_GIVEN DATA_.
PR #388, opened 2026-01-06
Add bibtex entry and fixes some docs refs

navidcy:


src/AtmosphereModels/atmosphere_model.jl
```diff
@@ -1,3 +1,4 @@
+using ..AnelasticEquations: AnelasticEquations
```
giordano:
```
ERROR: LoadError: UndefVarError: `AnelasticEquations` not defined in `Breeze`
```
Probably a bootstrap problem, `AnelasticEquations` is not yet defined at this point. Not sure this is worth it just to slightly simplify a docstring.

glwagner (approved):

_ABOUT THIS EXERCISE_. Which lines of the data contain the string "defined"? Copy each of them.

_RESULT_.
ERROR: LoadError: UndefVarError: `AnelasticEquations` not defined in `Breeze`
Probably a bootstrap problem, `AnelasticEquations` is not yet defined at this point. Not sure this is worth it just to slightly simplify a docstring.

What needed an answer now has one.